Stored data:
PR #1210, opened 2023-04-27
Downloaded manifests to temporary folders on AWS

linglp:
Related to the bug reported by @andrewelamb here: https://sagebionetworks.jira.com/browse/FDS-299

Highlights: 
* Added function in general.py that could create temporary folders in specified directory. 
* when downloading a manifest on AWS, downloading the manifests to a temporary location.
* Updated permission in Dockerfile to make sure that the user that we defined in uWSGI.ini could create folders on AWS. 

Will merge to develop after #1142

### DIFF
--- a/schematic/store/synapse.py
+++ b/schematic/store/synapse.py
@@ -45,6 +45,8 @@ from schematic_db.synapse.synapse import SynapseConfig
 from schematic_db.rdb.synapse_database import SynapseDatabase
 from schematic_db.schema.schema import get_key_attribute
 
+from synapseclient.entity import File
+
 from schematic.utils.df_utils import update_df, load_df
 from schematic.utils.general import create_temp_folder
 from schematic.utils.validate_utils import comma_separated_list_regex, rule_in_rule_list
@@ -67,15 +69,14 @@ class ManifestDownload(object):
     syn: synapseclient.Synapse
     manifest_id: str
 
-    def _download_manifest_to_folder(self):
+    def _download_manifest_to_folder(self) -> File:
         """
         try downloading a manifest to local cache or a given folder
         manifest
         Return: 
-            manifest_data: A new Synapse Entity object of the appropriate type
+            manifest_data: synapse file entity
         """
-         # TO DO: potentially deprecate the if else statement because "manifest_folder" key always exist in config
-
+        # TO DO: potentially deprecate the if else statement because "manifest_folder" key always exist in config
         # on AWS, to avoid overriding manifest, we download the manifest to a temporary folder
         if "SECRETS_MANAGER_SECRETS" in os.environ:
             temporary_manifest_storage = "/var/tmp/temp_manifest_download"
@@ -101,7 +102,7 @@ class ManifestDownload(object):
                     )
         return manifest_data 
 
-    def _entity_type_checking(self):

[TASK ITEM]: Up to and including the line with "from schematic.utils.df_utils import", repeat the entries exactly, beginning at their first line.

[TASK RESULT]:
PR #1210, opened 2023-04-27
Downloaded manifests to temporary folders on AWS

linglp:
Related to the bug reported by @andrewelamb here: https://sagebionetworks.jira.com/browse/FDS-299

Highlights: 
* Added function in general.py that could create temporary folders in specified directory. 
* when downloading a manifest on AWS, downloading the manifests to a temporary location.
* Updated permission in Dockerfile to make sure that the user that we defined in uWSGI.ini could create folders on AWS. 

Will merge to develop after #1142

### DIFF
--- a/schematic/store/synapse.py
+++ b/schematic/store/synapse.py
@@ -45,6 +45,8 @@ from schematic_db.synapse.synapse import SynapseConfig
 from schematic_db.rdb.synapse_database import SynapseDatabase
 from schematic_db.schema.schema import get_key_attribute
 
+from synapseclient.entity import File
+
 from schematic.utils.df_utils import update_df, load_df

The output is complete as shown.